> Excerpted records:
------------------------------------------------

PR #5694, opened 2024-07-18
DBZ-8018 Add note to JDBC documentation about the primary.key.fields

mfvitale:
related to: https://github.com/debezium/debezium-connector-jdbc/pull/89


Naros (approved):
Thanks @mfvitale, applied.

PR #5695, opened 2024-07-18
DBZ-8075 Speed-up PostgresShutdownIT test

vjuranek:
https://issues.redhat.com/browse/DBZ-8075


Naros (approved):
Thanks @vjuranek applied.

PR #5700, opened 2024-07-19
DBZ-8078 Standard Webhooks auth secret config value is not marked as PASSWORD_PATTERN

TimoWilhelm:
In https://github.com/debezium/debezium-server/pull/108 a new configuration value `debezium.sink.http.authentication.webhook.secret` has been introduced. This value is currently not marked as a password and will be logged during initialization.

### DIFF
--- a/COPYRIGHT.txt
+++ b/COPYRIGHT.txt
@@ -515,6 +515,7 @@ Thomas Thornton
 Tim Loes
 tisonkun
 Timo Roeseler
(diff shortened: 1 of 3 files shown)


Naros (approved):
Hi @TimoWilhelm LGTM, great catch :+1:

Naros:
Thanks @TimoWilhelm, applied.

PR #5702, opened 2024-07-20
DBZ-8082: Pass Headers to Key/Value Converters

ryanvanhuuksloot:
Part of: https://issues.redhat.com/browse/DBZ-8082

We want to be able to use headers in the key/value converter. When a configuration is set, the headers will be passed through to the converters.

My gut reaction to the increased complexity this configuration adds would be to keep the code clean and change the default behaviour. Converters by default call the current method if you pass the Headers so I think we don't need a configuration. I understand the extra `cast` will be slower - but I'm curious if that really warrants the extra complexity.

```
    /**
     * Convert a Kafka Connect data object to a native object for serialization,
     * potentially using the supplied topic and headers in the record as necessary.
     *
     * <p>Connect uses this method directly, and for backward compatibility reasons this method
     * by default will call the {@link #fromConnectData(String, Schema, Object)} method.
     * Override this method to make use of the supplied headers.</p>
     * @param topic the topic associated with the data
     * @param headers the headers associated with the data; any changes done to the headers
     *        are applied to the message sent to the broker
     * @param schema the schema for the value
     * @param value the value to convert
     * @return the serialized value
     */
    default byte[] fromConnectData(String topic, Headers headers, Schema schema, Object value) {
        return fromConnectData(topic, schema, value);
    }
```

I still need to add some testing but I'd love a first pass at the general structure.

### DIFF
--- a/debezium-embedded/src/main/java/io/debezium/embedded/ConverterBuilder.java
+++ b/debezium-embedded/src/main/java/io/debezium/embedded/ConverterBuilder.java
@@ -7,13 +7,13 @@ package io.debezium.embedded;
 
 import java.nio.charset.StandardCharsets;
 import java.util.ArrayList;
-import java.util.Collections;
 import java.util.List;
 import java.util.Properties;
 import java.util.function.Function;
 import java.util.stream.Collectors;
 import java.util.stream.StreamSupport;
 
+import org.apache.kafka.common.header.internals.RecordHeaders;
 import org.apache.kafka.connect.source.SourceRecord;
 import org.apache.kafka.connect.storage.Converter;
 import org.apache.kafka.connect.storage.ConverterConfig;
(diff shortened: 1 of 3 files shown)


Naros (approved):
At a first glance, this LGTM @ryanvanhuuksloot.

@jpechane will be back on Friday I believe, so I'll ask that he give it a cursory check from his PoV before we merge this in case there is something I may have missed.

ryanvanhuuksloot:
Perfect - thanks!

I'm still tempted to say that an implementation more akin to https://github.com/debezium/debezium/compare/main...ryanvanhuuksloot:debezium:rvh.example-record-headers may be generally simpler to maintain and basically as fast.

I'm actually using ^ in our test environment over this PR because I don't have to change configs so I can give a basic idea of profiling if there is interest.

debezium-embedded/src/main/java/io/debezium/embedded/ConverterBuilder.java
```diff
@@ -148,8 +126,48 @@ private boolean shouldConvertHeadersToString() {
...
+    }
+
+    private KeyValueHeaders convertRecord(SourceRecord record, HeaderConverter headerConverter) {
+        Converter keyConverter = createConverter(formatKey, true);
+        Converter valueConverter = createConverter(formatValue, false);
+        String topicName = Objects.requireNonNullElse(record.topic(), TOPIC_NAME);
+
+        // If your key/value converters don't require headers for read or write, we can skip the header conversion to
+        // save some CPU cycles
+        if (shouldPassHeaders()) {
```
jpechane, line 140: I believe this is unnecessary optimization. If the header converter is present then the conversion and passing of headers should be done always.
It will also simplify the code

jpechane (changes requested):
@ryanvanhuuksloot Thanks for the PR. I think it is good start. Still I feel that `convertRecord` method is a bit convoluted and IMHO it is also because of the optimization. I don't think it is necessary as IMHO it is acceptable to pass headers to converter every time there is header converter set.

debezium-embedded/src/main/java/io/debezium/embedded/ConverterBuilder.java
ryanvanhuuksloot: Hi Jiri, Thanks for the review.

Sounds perfect to me - thoughts on this kind of change instead?
https://github.com/debezium/debezium/pull/5702#issuecomment-2246719521

ryanvanhuuksloot: 👋 There is a different implementation on this branch: https://github.com/debezium/debezium/compare/main...ryanvanhuuksloot:debezium:rvh.example-record-headers

It was the first pass at implementing but I was asked to do this without always passing headers.
But it always passes the headers and I believe is more aligned with what you are asking. If you look and think it is better I can swap this PR to use something more akin to that.

ryanvanhuuksloot: @jpechane did that make more sense?

ryanvanhuuksloot:
@jpechane Change made

I don't love the test but the engine only supports SourceRecord so without a larger refactor I had to hack around using a new engine.

We don't have a great environment for building locally so I assume some spotless may be off but the functionality should be available for review now.

jpechane:
Reformatted, rebased and force-pushed. When CI finishes the PR is ready for merge.

jpechane:
@ryanvanhuuksloot Applied, thanks!

ryanvanhuuksloot:
>Reformatted, rebased and force-pushed.

Thank you! I missed that there were more style issues.

PR #5703, opened 2024-07-20
DBZ-8083 Invalidate empty value passed for history topic

akanimesh7:
https://issues.redhat.com/browse/DBZ-8083


debezium-storage/debezium-storage-kafka/src/main/java/io/debezium/storage/kafka/history/KafkaSchemaHistory.java
```diff
@@ -111,7 +111,7 @@ public class KafkaSchemaHistory extends AbstractSchemaHistory {
             .withWidth(Width.LONG)
             .withImportance(Importance.HIGH)
             .withDescription("The name of the topic for the database schema history")
-            .withValidation(KafkaSchemaHistory.forKafka(Field::isRequired));
```
Naros, line 114: If you don't intend to supply a topic name, you shouldn't use `KafkaSchemaHistory`.  This implementation does not make sense by supplying an empty topic name.  In such use cases, you should be using the file-based history implementation or another that doesn't require a topic name.

Naros (changes requested):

------------------------------------------------

> Directions for this task:
Report each line above that includes the string "without".

> Exercise answer:
It was the first pass at implementing but I was asked to do this without always passing headers.
I don't love the test but the engine only supports SourceRecord so without a larger refactor I had to hack around using a new engine.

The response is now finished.